Learning Query and Document Similarities from Click-through Bipartite Graph with Metadata

  • Wei Wu ,
  • Hang Li ,
  • Jun Xu

MSR-TR-2011-126 |

We consider learning query and document similarities from a click-through bipartite graph with metadata on the nodes. The metadata consists of multiple types of features of queries and documents. We aim to leverage both the click-through bipartite and the features to learn similarity functions that can effectively measure query-document, document-document, and query-query similarities. The challenges include how to model the similarity functions based on the graph data, and how to accurately and efficiently learn the similarity functions. We propose a method that can solve the problems in a principled way.
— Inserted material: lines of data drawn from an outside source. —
PR #3218, opened 2024-08-08
Remove unnecessary dynamic casts

eduar-hte:
## what

This short PR removes a number of `dynamic_cast` casts in the codebase, some of which are performed twice and could be rewritten to perform the *runtime* cast only once.

## why

`dynamic_cast` is performed at runtime and requires inspecting the object's RTTI information to perform the cast. Executing it more than once incurs a bit of a performance cost that could be avoided by rewriting the code snippet. Additionally, the rewritten code is shorter and thus easier to read and maintain.

For example (from `src/rule_with_actions.cc`):

```cpp
                    } else if (dynamic_cast<actions::Severity *>(a)) {
                        m_severity = dynamic_cast<actions::Severity *>(a);
```

can be rewritten as:

```cpp
                    } else if (auto sa = dynamic_cast<actions::Severity *>(a)) {
                        m_severity = sa;
```

## misc

This is part of a series of PRs to improve performance of the library (2/n). Previous: #3164

### DIFF
--- a/headers/modsecurity/rule_with_operator.h
+++ b/headers/modsecurity/rule_with_operator.h
@@ -50,7 +50,7 @@ class RuleWithOperator : public RuleWithActions {
     bool evaluate(Transaction *transaction,
         std::shared_ptr<RuleMessage> rm) override;
 
-    void getVariablesExceptions(Transaction *t,
+    void getVariablesExceptions(Transaction &t,
         variables::Variables *exclusion, variables::Variables *addition);
     inline void getFinalVars(variables::Variables *vars,
         variables::Variables *eclusion, Transaction *trans);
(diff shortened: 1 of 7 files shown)


airween:
Thanks - I tried to measure the performance with this patch, but didn't get any significant difference (but it might improve it in real environments).

Never mind, the patch makes the code more visible indeed, going to merge.

airween (approved):
LGTM - thanks.

eduar-hte:
> Thanks - I tried to measure the performance with this patch, but didn't get any significant difference (but it might improve it in real environments).

That's right, these changes are not going to make a noticeable difference, but the goal is to shave off as much as possible over time.

PR #3079, opened 2024-02-09
Bump the C++ version from C++11 to C++17

MirkoDziadzka:
This will allow the usage of more modern features in the future.

PR #3219, opened 2024-08-08
Simplifiy configuration to build using std C++17

eduar-hte:
## what

Leveraged autoconf again to check whether the C++ compiler supports the required standard version and build using it.

## why

Simplify std C++ used to build libModSecurity codebase to minimize configuration that depends on this setting.

This streamlines updating to C++20 in the future as it needs to be changed in a single place.

## changes

- Replaced the outdaded `ax_cxx_compile_stdcxx_11.m4` macro with the latest version of `ax_cxx_compile_stdcxx` which supports C++17.
  - https://www.gnu.org/software/autoconf-archive/ax_cxx_compile_stdcxx.html
  - https://raw.githubusercontent.com/autoconf-archive/autoconf-archive/e4e5269db2764b9f53d759c24750ac6ca38e02ea/m4/ax_cxx_compile_stdcxx.m4

## references

The project configuration was bumped to C++17 in PR #3079 (see commit 367a871).


eduar-hte:
> This streamlines updating to C++20 in the future as it needs to be changed in a single place.

I've already tested this on a separate branch, which requires only the change to the following line in `configure.ac`:

```
AX_CXX_COMPILE_STDCXX(20, noext, mandatory)
```

NOTE: And also a similar change in `vcbuild.bat`, as the Windows build doesn't rely on `autoconf`.

airween (approved):
LGTM - thanks!

Issue #3215, opened 2024-08-07
Review and document multi-threading support and limitations


eduar-hte:
The goal of this issue is to collect and centralize information about multi-threading support of the current version of modSecurity , as the topic has come up in a number of issues and there are documented guidelines about usage in this context.

# Multi-threading support

The library is expected to work in multi-threaded scenarios, as stated in #1726. This means that any issues should be related to incorrect usage or bugs in the current implementation.

"The modSecurity life cycle is divided into different stages. The stage that the rules are loaded is not threading safe by design. (...) Once the rules are loaded multiple requests can share the same `RulesSet` object, leading to parallelism while addressing different requests in different processes or threads." (Source: #2536, [here](https://github.com/owasp-modsecurity/ModSecurity/issues/2536#issuecomment-800679431))

## Notes

- `Operator` & `Action` (including `Transformation`) objects are created in the first stage, when rules are loaded and parsed, so their initialization is not synchronized. If their evaluation updates internal state, this needs to be protected to prevent issues in multithreaded contexts.

# Examples

The repository currently includes an example of usage of the library in a multi-threaded context, see [reading_logs_via_rule_message](https://github.com/owasp-modsecurity/ModSecurity/tree/v3/master/examples/reading_logs_via_rule_message) in the `examples` directory.

# Potential issues/limitations

 * Shared files (audit or debug log) *potential* deadlock or incorrect behaviour on non-Windows platforms
   * NOTE: This has not been reproduced or reported as an issue, but is documented here as discussed in the context of a similar issue in the Windows port.
   * A deadlock using shared files was found in the initial port of the library to Windows (#3132) which was addressed in #3210.
   * The PR discussion mentions the possibility of a similar issue (or other incorrect behaviour) happening in non-Unix platforms due to the use of the `F_SETLKW` `fcntl` to lock the shared files.
   * The library previously used a mutex (using shared memory to make it available to other processes in a multi-process context), but this was replaced by the `F_SETLKW` `fcntl` in commit 3d20304 due to an unlocking issue under heavy load using nginx, where an acquired lock would not be released when the process was killed.
[...]

Issue #1954, opened 2018-11-14
How to use pm operator with mutex ?


luchy0120:
Dear Modsecurity team , I want to ask when using Modsecurity with pm operator ,  whether we should add --enable-mutex-on-pm during configuration .
Is it used under multithread situation ?

zimmerle:
Hi @luchy0120,

This is not meant to be used in a regular environment. That was implemented to facilitate the testing of the library in different environments. Should be safe to use without the mutex. Do you have any specific use case that you can think in a benefit of using it?

luchy0120:
Hi @zimmerle , is acmp_process_quick thread-safe ? Could pm be used in a multi-thread environment ?

Issue #1573, opened 2017-09-26
double free in ModSecurity3 'reading_logs_via_rule_message' example and OWASP CRS


majordaw:
Hi,
when I would like to use the OWASP CRS in a multi-threaded environment (e.g: in the reading_logs_via_rule_message example) I get segfaults in the _acmp_build_binary_tree(ACMP *parser, acmp_node_t *node)_ function.

Here is how to reproduce on Ubuntu 16.04/gcc (Ubuntu 5.4.0-6ubuntu1~16.04.4):
git clone https://github.com/SpiderLabs/ModSecurity.git
cd ModSecurity
git checkout origin/v3/master
git submodule init
git submodule update
./build.sh
./configure
MAKEFLAGS=-j4 make
cp modsecurity.conf-recommended examples/reading_logs_via_rule_message/modsec.conf
cd examples/reading_logs_via_rule_message/

Comment out in modsec.conf: _SecAuditEngine RelevantOnly_

git clone https://github.com/SpiderLabs/owasp-modsecurity-crs.git
cat owasp-modsecurity-crs/crs-setup.conf.example >> modsec.conf
echo 'Include "owasp-modsecurity-crs/rules/*.conf"' >> modsec.conf
./simple_request modsec.conf

There is the gdb stack back-trace:
Thread 3 "simple_request" received signal SIGABRT, Aborted.
[Switching to Thread 0x7fffee8fd700 (LWP 31472)]
0x00007ffff60a6428 in __GI_raise (sig=sig@entry=6) at ../sysdeps/unix/sysv/linux/raise.c:54
54	../sysdeps/unix/sysv/linux/raise.c: No such file or directory.
(gdb) bt
#0  0x00007ffff60a6428 in __GI_raise (sig=sig@entry=6) at ../sysdeps/unix/sysv/linux/raise.c:54
#1  0x00007ffff60a802a in __GI_abort () at abort.c:89
#2  0x00007ffff60e87ea in __libc_message (do_abort=do_abort@entry=2, fmt=fmt@entry=0x7ffff6201e98 "*** Error in `%s': %s: 0x%s ***\n") at ../sysdeps/posix/libc_fatal.c:175
#3  0x00007ffff60f137a in malloc_printerr (ar_ptr=<optimized out>, ptr=<optimized out>, str=0x7ffff6201f60 "double free or corruption (fasttop)", action=3) at malloc.c:5006
[...]

PR #3221, opened 2024-08-09
Add support to run unit tests in a multithreaded context

eduar-hte:
## what

The `unit_test` program has been updated to accept the `mtstress` argument to run operator/transformation tests in a multithreaded context.

## why

The goal is to detect if the operator/transformation fails in this context.

## misc

- In this mode, the test will be executed 5'000 times in 50 threads concurrently.
- Allocation & initialization of the operator/transformation is performed once in the main thread, while the evaluation is executed in the threads.
  - This is consistent with the library's support for multithreading, where initialization and loading of rules is expected to run once. See issue #3215.

## references

This work is related to #3215, to check whether the optional mutex on the [Pm operator](https://github.com/eduar-hte/ModSecurity/blob/119a6fc07482096e8429399dc2d7c0d3f903a7ae/src/operators/pm.h#L31) to access `acmp` trees is needed.

This was introduced in commit 119a6fc & 7d786b3 likely because of issue #1573. This option is *off* by default and it's not clear whether it's necessary, as stated  [here](https://github.com/owasp-modsecurity/ModSecurity/issues/1954#issuecomment-438725954).

### DIFF
--- a/test/common/modsecurity_test.cc
+++ b/test/common/modsecurity_test.cc
@@ -93,13 +93,13 @@ bool ModSecurityTest<T>::load_test_json(const std::string &file) {
 
 
 template <class T>
-std::pair<std::string, std::vector<T *>>*
+void
 ModSecurityTest<T>::load_tests(const std::string &path) {
     DIR *dir;
     struct dirent *ent;
     struct stat buffer;
 
-    if ((dir = opendir(path.c_str())) == NULL) {
+    if ((dir = opendir(path.c_str())) == nullptr) {
         /* if target is a file, use it as a single test. */
         if (stat(path.c_str(), &buffer) == 0) {
             if (load_test_json(path) == false) {
@@ -107,10 +107,10 @@ ModSecurityTest<T>::load_tests(const std::string &path) {
                 std::cout << std::endl;
             }
         }
-        return NULL;
+        return;
     }
 
-    while ((ent = readdir(dir)) != NULL) {
+    while ((ent = readdir(dir)) != nullptr) {
         std::string filename = ent->d_name;
         std::string json = ".json";
         if (filename.size() < json.size()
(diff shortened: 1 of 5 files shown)


eduar-hte:
All operator & transformation unit tests were executed using this feature and no issue was detected.

NOTE: This doesn't guarantee that there's no multithreading issue lurking in there, though.

airween (approved):

airween:
Thanks, @eduar-hte!

A reminder to me: 11 tests are failed, I have to check the reason.

eduar-hte:
> A reminder to me: 11 tests are failed, I have to check the reason.

I think you're referring to these unit tests: `test-cases/secrules-language-tests/transformations/phpArgsNames.json`.

I remember looking into this while working on the Windows port (PR #3132), because when I run `unit_tests` manually they'd fail (they're not part of the `make check` test suite (`test/test-suite.in`) and that's why the builds don't fail.)

These tests were added to in owasp-modsecurity/secrules-language-tests@a3d4405 and are related to PR #2387, which I understand is a v3.1 feature.

airween:
> I think you're referring to these unit tests: `test-cases/secrules-language-tests/transformations/phpArgsNames.json`.

yes, exactly.
 
> I remember looking into this while working on the Windows port (PR #3132), because when I run `unit_tests` manually they'd fail (they're not part of the `make check` test suite (`test/test-suite.in`) and that's why the builds don't fail.)

yes, I also wondered why this haven't appeared yet

> These tests were added to in [owasp-modsecurity/secrules-language-tests@a3d4405](https://github.com/owasp-modsecurity/secrules-language-tests/commit/a3d4405) and are related to PR #2387, which I understand is a v3.1 feature.

ah, thanks - I hadn't time to review the history, but yes, this explains the behavior. Seems like the tests had already added but the transformation not. I think we can remove this test file.

Thanks for helping discovery the situation.

eduar-hte:
> ah, thanks - I hadn't time to review the history, but yes, this explains the behavior. Seems like the tests had already added but the transformation not. I think we can remove this test file.

If you don't want to remove it, you could update the submodule reference in `test/test-cases/secrules-language-tests` to reference the previous commit (owasp-modsecurity/secrules-language-tests@d03f4c1), as the commit with the `phpArgsNames` tests is the latest commit in that repository.

eduar-hte:
> ah, thanks - I hadn't time to review the history, but yes, this explains the behavior. Seems like the tests had already added but the transformation not. I think we can remove this test file.

Submitted PR owasp-modsecurity/secrules-language-tests#10 to remove the tests associated to this missing transformation.

PR #3222, opened 2024-08-09
Remove several string copies and unnecessary heap allocations

eduar-hte:
## what

- Remove several unnecessary heap allocations and copies in the library.
- *Inline* string manipulation functions in `src/utils/string.*` by moving the definition of these functions into the header file.

## why

The unnecessary heap allocations and copies take time and contribute to heap fragmentation (which also reduces performance over time).

## misc

This is part of a series of PRs to improve performance of the library (3/n). Previous: #3218


airween (approved):
LGTM, thanks!

PR #3228, opened 2024-08-13
Replace usage of std::ctime, which is not safe in multithread contexts

eduar-hte:
## what

Replace usage of `std::ctime` in the string util [ascTime](https://github.com/owasp-modsecurity/ModSecurity/blob/718d121ee3c4384f01276f36a46bdbbae916c2b0/src/utils/string.h#L62), which is not safe in multithreaded contexts. `ascTime` is used by `Transaction::toJSON`, which is used to log transactions.

## why

From IBM's [ctime](https://www.ibm.com/docs/en/i/7.5?topic=functions-ctime-convert-time-character-string) documentation:

> The asctime() and ctime() functions, and other time functions can use a common, statically allocated buffer to hold the return string. Each call to one of these functions might destroy the result of the previous call. The asctime_r(), ctime_r(), gmtime_r(), and localtime_r() functions do not use a common, statically allocated buffer to hold the return string. These functions can be used in place of asctime(), ctime(), gmtime(), and localtime() if reentrancy is desired.

This was reported by `sonarcloud` while working on PR #3222:

> Remove use of this obsolete "ctime" function. Replace it by a call to "strftime".
> Obsolete POSIX functions should not be used cpp:S1911

## changes

- Replace usage of `std::ctime` with a call to `strftime`, where the output buffer is provided as an argument and is thread-safe.
- Reviewed and adjusted buffer size for others uses of `strftime` to leverage `std::size` to reserve the space needed by the format string.
- Simplified implementation of `TimeMon::evaluate` which was unnecessarily generating a string representation of the month to then parse it as an integer value, when the value is already available in the `struct tm timeinfo` with the call to `localtime_r`.

## notes

Checked that the library doesn't currently include any call to `localtime` (which is not thread-safe either) and uses `localtime_r` instead.

### DIFF
--- a/src/audit_log/writer/parallel.cc
+++ b/src/audit_log/writer/parallel.cc
@@ -51,28 +51,27 @@ Parallel::~Parallel() {
 
 inline std::string Parallel::logFilePath(time_t *t,
     int part) {
-    struct tm timeinfo;
-    char tstr[300];
-    std::string name("");
+    std::string name;
 
+    struct tm timeinfo;
     localtime_r(t, &timeinfo);
 
     if (part & YearMonthDayDirectory) {
-        memset(tstr, '\0', 300);
-        strftime(tstr, 299, "/%Y%m%d", &timeinfo);
-        name = tstr;
+        char tstr[std::size("/yyyymmdd")];
+        strftime(tstr, std::size(tstr), "/%Y%m%d", &timeinfo);
+        name.append(tstr);
     }
 
     if (part & YearMonthDayAndTimeDirectory) {
-        memset(tstr, '\0', 300);
-        strftime(tstr, 299, "/%Y%m%d-%H%M", &timeinfo);
-        name = name + tstr;
+        char tstr[std::size("/yyyymmdd-hhmm")];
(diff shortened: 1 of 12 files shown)


eduar-hte:
The sonarcloud reported issues recommend replacing the use of `strftime` with C++20's `std::chrono` library and `std::format`. 🙄

> Replace this use of "strftime" with equivalent code using "std::chrono".
> "std::chrono" components should be used to operate on time cpp:S6229
> (...)
> The chrono library, introduced in C++20, provides support for calendars, time zones, and i/o formatting and parsing operations on time-related objects.

airween (approved):
LGTM - thanks!

airween:
> The sonarcloud reported issues recommend replacing the use of `strftime` with C++20's `std::chrono` library and `std::format`. 🙄

I saw.

I updated SonarCloud settings, now it checks the code with C++17 standards. We will see the result...

eduar-hte:
> I updated SonarCloud settings, now it checks the code with C++17 standards. We will see the result...

That's great! I think that should reduce noise (that is, we won't need to dismiss issues because they don't apply, at least yet) Thx!

PR #737, opened 2019-10-03
Removed underline on mouseover of Post Comment button

rajilesh:
Removed underline from Post Comment button, so that all button style will be consistent across the site.

### DIFF
--- a/style.css
+++ b/style.css
@@ -3889,6 +3889,10 @@ div.comment:first-of-type {
 	display: block;
 }
 
+.comment-respond #submit:hover {
+	text-decoration: none;
+}
+
 .comment-respond .comments-closed {
 	text-align: center;
 }


andersnoren:
Hi @rajilesh, thanks for creating the PR. All buttons have (and should have) `text-decoration: underline` on hover, so I'm closing this PR. Let me know if I've misunderstood something and the PR should be reopened.

rajilesh:
@andersnoren I think underlines are good for text links but it is not needed for buttons in my opinion as it will not look like button. We can have background colour change on hover.

For example: Google homepage buttons

Screenshot 2019-10-04 at 12 41 13 PM

rajilesh:
@andersnoren on homepage search button also doesn't have text-decoration.

nielslange:
@rajilesh The search button on the homepage looks like this to me on `:hover`:

Screenshot 2019-10-04 at 14 24 53

And according to https://github.com/WordPress/twentytwenty/blob/ed551762647d2e5ad975198b02a709d79aabd188/style.css#L815-L832 it is using `text-decoration: underline;` on `:hover`. I guess the problem is that some buttons do not look like buttons, thus, that's something that could be improved. 

@andersnoren Would it be an option to introduce a different `:hover` style for buttons that look as follows:

Screenshot 2019-10-04 at 14 27 43

rajilesh:
I mean this search button.
Screenshot 2019-10-04 at 1 31 07 PM

rajilesh:
@nielslange sure, we can have different style on hover. but the underline for the button is not needed in any case. I think.

nielslange:
Thanks for clarifying this, @rajilesh. Personally, I would also use a different `:hover` style for these buttons, but it's @andersnoren's final call as design lead of the Twenty Twenty team. Let's see how he thinks about this.

rajilesh:
Yup.

PR #741, opened 2019-10-03
Featured Images: do not display on posts using the Image Post Format

jeherve:
Although Twenty Twenty itself does not declare support for Post Formats, one may have existing posts using Post Formats.

If that's the case, when viewing single posts you will see a quite large featured image followed by the post content, including an image that is very likely to be the same as the featured image. This PR avoids displaying the featured image in such scenarios.

I feel this is an important addition to Twenty Twenty as the Featured Images (especially in a portrait orientation) can take quite a lot of space.
I've limited that change to the single post view, as folks will typically not see the post image on index views (they will see an excerpt instead, which does not show the post image).

WordPress.org username: `jeherve`

### DIFF
--- a/template-parts/content.php
+++ b/template-parts/content.php
@@ -19,7 +19,10 @@
 
 	get_template_part( 'template-parts/entry-header' );
 
-	if ( ! is_search() ) {
+	if (
+		! is_search()
+		&& ! ( is_singular() && has_post_format( 'image' ) )
+	) {
 		get_template_part( 'template-parts/featured-image' );
 	}
 


pattonwebz:
Did you test if it would be the case that posts would show doubled images here? 

If the theme does not handle output of the images before the content then I don't know how it would double them up. I think if this is a problem for people it is quite an edge case.

ianbelanger79:
I agree with @pattonwebz, this is most likely an edge case, thus we will not be merging this PR. Thanks for submitting.

jeherve:
> Did you test if it would be the case that posts would show doubled images here?

Right, that's the bug, hence why I opened this PR. :) Twenty Twenty shows doubled images in that case: Featured Image + Post Image.

> I think if this is a problem for people it is quite an edge case.

That's fair enough. I suppose Post Formats are a bit of an edge case nowadays.

Thanks for the review.

PR #742, opened 2019-10-03
Replace uniqid() with wp_unique_id()

### LINKED ISSUE #735: Replace uniqid() with wp_unique_id()
See https://core.trac.wordpress.org/ticket/44883 for background.

felipeelia:
Fix #735


joyously:
What was wrong with using uniquid()?

PR #746, opened 2019-10-03
Replace wp_unique_id with twentytwenty_unique_id to retain < 5.0.3 compat

### LINKED ISSUE #743: Add back-compat.php?
It looks like the theme requires at least 5.0.3 after #742. Should a [back-compat.php](https://github.com/WordPress/WordPress/blob/5.2-branch/wp-content/themes/twentynineteen/inc/back-compat.php) file be added to ensure the theme can't be enabled on older WordPress versions?

### LINKED ISSUE #745: Replace wp_unique_id to retain < 5.0 compatibility
The `wp_unique_id` call used in searchform.php needs to be replaced in order to retain compatibility with WordPress versions older than 5.0.3. Twenty Seventeen solves this by including and calling its own function that uses `wp_unique_id` when available. More info: https://core.trac.wordpress.org/ticket/44883

andersnoren:
Replaces the `wp_unique_id` call in `searchform.php` with a `twentytwenty_unique_id` call, which uses `wp_unique_id` if the function exists. Fixes compatibility issue with versions older than 5.0.3.

Fixes #745.
Closes #743.


carolinan:
> ~@andersnoren The code doesn't reflect the title of this issue. It seems that this the identical code that @ocean90 changed with [ed55176](https://github.com/WordPress/twentytwenty/commit/ed551762647d2e5ad975198b02a709d79aabd188) already.~
> 
> Please ignore my previous comment. I saw the code of [ed55176](https://github.com/WordPress/twentytwenty/commit/ed551762647d2e5ad975198b02a709d79aabd188) initially.

Sorry this was because I merged them in the wrong order >. <

nielslange:
> Sorry this was because I merged them in the wrong order >. <

No problem, @carolinan, and thanks for clarifying that. I just had a _"Uh, what just happened?!?"_ moment. 😄

carolinan:
I give up, I should not have tried this from my mobile 🙄 If its not fixed before I get home I will solve it then.

acosmin:
I also don't think this should be escaped anymore: https://github.com/WordPress/twentytwenty/blob/ed551762647d2e5ad975198b02a709d79aabd188/searchform.php#L22

Issue #722, opened 2019-10-02
Social Menu icons jump 1px on hover


ianbelanger79:
When you mouseover a social menu icon, it jumps 1px to the right and the icon gets blurry.

Before Hover
![fb-icon-no-hover1](https://user-images.githubusercontent.com/34601694/66071502-4113aa00-e521-11e9-8f86-02d3ee9092ba.PNG)

On Hover
![fb-icon-hover](https://user-images.githubusercontent.com/34601694/66071413-19244680-e521-11e9-8d3b-222843d72915.PNG)

glauberm:
Which browser were you testing on? I think this is a issue on how certain browsers handle the `transform: scale` transition. Not sure how to fix it.

andersnoren:
@ianbelanger Can you check if this still happens in #717?

ianbelanger79:
#717 did not fix it @andersnoren. I tested on Windows in Firefox and Chrome and see the issue in both. Surprisingly, IE11 and Edge do not have this issue.

glauberm:
I'm taking a look into that and I believe it's happening due to a mismatch between the paths size and the viewbox attribute. Soon I'll make a PR out of it.

glauberm:
@ianbelanger79 Could you verify if #756 solves the problem?

ianbelanger79:
Fixed by #933

PR #756, opened 2019-10-04
#722 Fix social icons

glauberm:
All the SVGs were a little off, so I rebuilt them. I also reordered the GitHub one, that was not following the alphabetical order.


carolinan:
What _exactly_ does "Little off" and "rebuilt" mean?

glauberm:
@carolinan They're fundamentally the same icons. I'll use the facebook one to demonstrate it. Here's the old icon with an added border to show its limits:

old-icon

It has an irregular whitespace in it (that's what I meant by "a little off"), which makes it scale irregularly. My first thought was to change its `width`, `height` and `viewport`, thinking that it would make the whitespace disappear. Unfortunately, it didn't:

failed-attempt

I've even tried to change the `x` an `y` attributes, believing that would do it, but it didn't. I'm not sure why. Anyway, I decided to follow my usual SVG workflow and open the file on Inkscape, make the canvas fit the drawing and then save it as an [optimized SVG](https://www.integraxor.com/optimize-inkscape-svg-files/) with a precision of 4 digits for the coordinates (that's what I meant by "rebuilt"). That resulted on basically the same icon, but with no whitespace at all:

new-icon

I realize that the optimal solution would be to don't change the `path` coordinates at all, but I was unable to solve the problem without doing that. Perhaps we could "rebuilt" them again with more precision... Let me now what you think.

pattonwebz:
This looks like a nice little tweak could save people from doing micro adjustments via CSS in their projects if they use the icons from the theme. That being said I think any changes to icons like this will need to wait until after a release is made as we are currently running the RC, let's see if any feedback comes back about this needed that could make us consider the misalignment a bug.

glauberm:
Fixed by #933

PR #762, opened 2019-10-05
Adjust retina logo setting

### LINKED ISSUE #752: "Retina logo" setting isn't working. Consider replacing it with a "Logo width" setting.
- Currently the "Retina logo" option isn't working. It only changes the width and height attributes of the logo  tag which doesn't make any change visually. CSS is needed to make it appear half its size.

- Consider renaming the "Retina logo" label as Retina is an Apple trademark

- Currently the goal is to scale the logo to half its uploaded size (x2). However, more and more smartphones and tablets have now higher screen density (x3 / x4). So a x2 logo wouldn't appear sharp on them. As it’s not possible to upload svg, a solution might be to replace the “Retina logo” checkbox by a “Logo width” input number.

andersnoren:
- Removes a line of CSS that overwrote the `height` and `width` attributes on the logo image, which caused the setting to not have any effect.
- Renames `retina_logo` to `high_resolution_logo`, to make it less Apple specific.
- Removes the `header-text` parameter from `add_theme_support( 'custom-logo' );`, since we include our own logic for whether to display the site title or the site logo and included style for using the site logo and site description together.

Fixes #752.


carolinan:
Works well, but the change is not previewed in the customizer, can we change the transport?

yannickiki:
(as said in #752) If the logo is higher than 6rem on mobile or 9rem on tablet and desktop (max-height for the logo image defined by the theme), the logo isn't resized proportionally. As a max-height is set for the logo, removing width: auto causes this issue.

andersnoren:
@yannickiki Good catch  – complete brain fart on my part. I'll add an alternate solution to this PR this morning.

andersnoren:
Updated with a new solution for the retina logo setting, and selective refresh for  `high_resolution_logo`.

pattonwebz:
I have tested this on my end and it seems to be working fine and also the transport works correctly again.

If the sizing issues as noted in #752 become a problem again let's revisit in a fresh issue thread.

PR #768, opened 2019-10-05
Fixed typo and updated some docblocks

itowhid06:


classes/class-twentytwenty-customize.php
```diff
@@ -420,7 +422,9 @@ public static function sanitize_select( $input, $setting ) {
 		/**
 		 * Sanitize boolean for checkbox.
 		 *
-		 * @param bool $checked Wethere or not a blox is checked.
+		 * @param bool $checked Wethere or not a box is checked.
```
ntwb: Spelling: Whether

inc/template-tags.php
```diff
@@ -26,6 +26,8 @@
  *
  * @param array   $args Arguments for displaying the site logo either as an image or text.
  * @param boolean $echo Echo or return the html.
+ *
+ * @return string $html Compiled html based on our arguments.
```
ntwb:
```suggestion
 * @return string $html Compiled HTML based on our arguments.
```

ntwb: Uppercase HTML for consistency with the other instances of this in this PR

nielslange: @itowhid06 In line 28 there's another `html` which with should be `HTML`.

PR #770, opened 2019-10-05
Add filters for the lists of icons

andersnoren:
Adds two new filters, `twentytwenty_svg_ui_icons` and `twentytwenty_svg_social_icons`, which can be used to modify the two lists of icons included in Twenty Twenty.

Also changes the default value of the `TwentyTwenty_SVG_Icons::get_svg()` color parameter from `#1A1A1B` to `#000000`, to match the front-end of the theme.


acosmin:
`$arr = apply_filters( 'twentytwenty_svg_icons', $arr, $group );` would be simpler :)

acosmin:
or: `$arr = apply_filters( "twentytwenty_svg_$group_icons", $arr );`. Also, passing `$icon` and `$color` as args would make it more filterable.

andersnoren:
@acosmin Good points – changed it to a single filter with a dynamic hook name. Also added the filter to `get_social_link_svg()`.

PR #782, opened 2019-10-06
Made the footer credits area hookable

acosmin:
This PR adds an action `twentytwenty_footer_credits` where `twentytwenty_footer_copyright` & `twentytwenty_footer_powered_by` are hooked. This is to make it simpler to modify the credits without replacing the entire file or hiding it with `display: none`


ocean90:
I don't think it needs to be that complex. I'd rather change this to a template part which a child theme can override.

`<?php get_template_part( 'template-parts/footer-credits' ); ?>`

acosmin:
I guess you're right :) my only concern is that it involves a few more steps for a simple user, like ftp, uploading files. In this way you just tell the user to add some code in functions.php and he's done.

nielslange:
> I guess you're right :) my only concern is that it involves a few more steps for a simple user, like ftp, uploading files. In this way you just tell the user to add some code in functions.php and he's done.

@acosmin And with the next theme update, the changes are gone? 😉 I would always recommend usinga child theme.

acosmin:
@nielslange yes, I forgot to mention that :)

acosmin:
I could make it simpler by just adding the `do_action` call in footer.php, without the wrapper function...

pattonwebz:
This one will need to be moved to trac and considered after WP 5.3 release. When this repo is being closed I can port this PR over to a trac ticket and create a patch file for it with the changes here.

Specifically, we use two different linear mappings to project queries and documents in two different feature spaces into the same latent space, and take the dot product in the latent space as the similarity function between queries and documents. Query-query and document-document similarities can also be naturally defined as dot products in the latent space. We formalize the learning of similarity functions as learning of the mappings that maximize the similarities of the observed query-document pairs on the enriched click-through bipartite. When queries and documents have multiple types of features, the similarity function is defined as a linear combination of multiple similarity functions, each based on one type of features. We further solve the learning problem by using a new technique called Multi-view Partial Least Squares (M-PLS) developed by us. We prove that the learning problem has a global optimal solution. The global optimum can be efficiently obtained through Singular Value Decomposition (SVD).We also theoretically demonstrate that the proposed method is also capable of finding high quality similar queries. We conducted large scale experiments on enterprise search data and web search data. The experimental results on relevance ranking and similar query finding demonstrate that the proposed method works significantly better than the baseline methods.